# Hardware Problem



## Liam_D (Aug 2, 2014)

Hello Guys, 

I'm new to here and really in need of some help. I'm not familiar with the protocol for posting new threads or anything. 

I bought a USB mouse a few weeks ago and it's been giving me a problem where every time I scroll up or down too much, it disconnects.

The brand of the mouse is Omega. OMEGA

To be exact^

I don't know what to do and it's really getting in the way of my daily activities which take place on my PC. I'd be willing to be asked any further questions about my machine or the device that could actually help me resolve this issue. 

Thanks in advance.


----------



## Rich-M (May 2, 2007)

Make and model of pc or hardware if custom is totally necessary. Laptop or desktop?

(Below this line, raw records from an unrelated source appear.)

PR #9173, opened 2026-05-07
feat(journeys-admin): nes-1608 use template deep link flow on admin root

csiyang:
## Summary

Admin-side receiver for the public template gallery's "Use" deep link (`https://admin.nextstep.is/?useTemplate=<journeyId>` — emitted by [#9144](https://github.com/JesusFilm/core/pull/9144)). When the param is present on the dashboard, the app fetches the public template, opens a `CopyToTeamDialog` defaulted to the active team, calls the existing `journeyDuplicate` mutation on submit, navigates to `/?type=journeys&refresh=true`, and strips the param via shallow `router.replace` on close. The `?onboarding=true` popover is suppressed while `useTemplate` is present so the two popovers don't compete for attention. Auth-redirect already preserves the param via `redirectToLogin(ctx)` → `ctx.resolvedUrl` — no change needed.

Pure frontend; reuses existing `useJourneyDuplicateMutation`, public `useJourneyQuery({ idType: databaseId, options: { skipRoutingFilter: true } })`, and `TeamProvider`. No new GraphQL operations, no schema changes.

> **Base branch:** stacked on [`siyangcao/nes-1552-public-gallery-page-renderer-template-galleryslug`](https://github.com/JesusFilm/core/pull/9144). Merge that first, then rebase onto `main`.

Plan: [docs/plans/2026-05-07-001-feat-nes-1608-use-template-deep-link-flow-on-admin-root-route-plan.md](https://github.com/JesusFilm/core/blob/siyangcao/nes-1608-use-template-deep-link-flow-on-admin-root-route/docs/plans/2026-05-07-001-feat-nes-1608-use-template-deep-link-flow-on-admin-root-route-plan.md).

## What's in the change

| Area | Path |
| --- | --- |
| Page wiring | `apps/journeys-admin/pages/index.tsx` (mount the receiver, suppress onboarding popover when `useTemplate` is present) |
| Receiver | `apps/journeys-admin/src/components/UseTemplateDeepLink/UseTemplateDeepLink.tsx` |
| Tests | `apps/journeys-admin/src/components/UseTemplateDeepLink/UseTemplateDeepLink.spec.tsx` (7/7 passing) |
| Plan | `docs/plans/2026-05-07-001-feat-nes-1608-use-template-deep-link-flow-on-admin-root-route-plan.md` |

Is this all the time, only on the internet and if so how do you connect to the internet and who is your isp.


----------



## spunk.funk (May 13, 2010)

Be sure you are plugging the mouse into the_ Back _USB port (desktop) of the computer and not the front or through a hub as these ports are weaker. 
Try downloading a Driver for this mouse: OMEGA
Contact their support: OMEGA
Try a different mouse.


----------



## Liam_D (Aug 2, 2014)

spunk.funk said:


> Be sure you are plugging the mouse into the_ Back _USB port (desktop) of the computer and not the front or through a hub as these ports are weaker.
> Try downloading a Driver for this mouse: OMEGA
> Contact their support: OMEGA
> Try a different mouse.


I tried downloading the driver and it didnt work. Nothing changed. 
Im using a Dell Inspiron 5720
http://puu.sh/aCElJ.png

and these are my specs



Rich-M said:


> Make and model of pc or hardware if custom is totally necessary. Laptop or desktop? Is this all the time, only on the internet and if so how do you connect to the internet and who is your isp.


Internet/No internet it does the same, and I connect using wifi. its not an internet problem for sure. Its with the machine and device


----------



## spunk.funk (May 13, 2010)

> No internet


What is the make and model# of your computer/motherboard? 
Go to Search and type *devmgmt.msc*, right click the *devmgmt* results and Run As Administrator. In the Elevated *Device Manager*, do you see any devices with yellow flags, if so, these devices need drivers installed. 
If so, go to the manufacturers support/download drivers and download the *Chipset *and *Network Adapter *any other drivers you need from the *Device Manager*.


----------



## bassfisher6522 (Jul 22, 2012)

It could be just a defective scroll wheel on the mouse. If you have another one (different make/model) to test out to make sure it's a mouse issue and not a USB port or some other hardware problem.


----------



## Liam_D (Aug 2, 2014)

There are no devices which needs to be updated. and it only happens with this mouse.... I can't return it now tho


----------



## spunk.funk (May 13, 2010)

> I can't return it now tho


Why not?


----------



## Liam_D (Aug 2, 2014)

They dont do returns


----------



## joeten (Dec 4, 2008)

Why would they not do returns all companies normally have a returns policy try contacting them. They do a lot of products so must have some that fail and get returned.


----------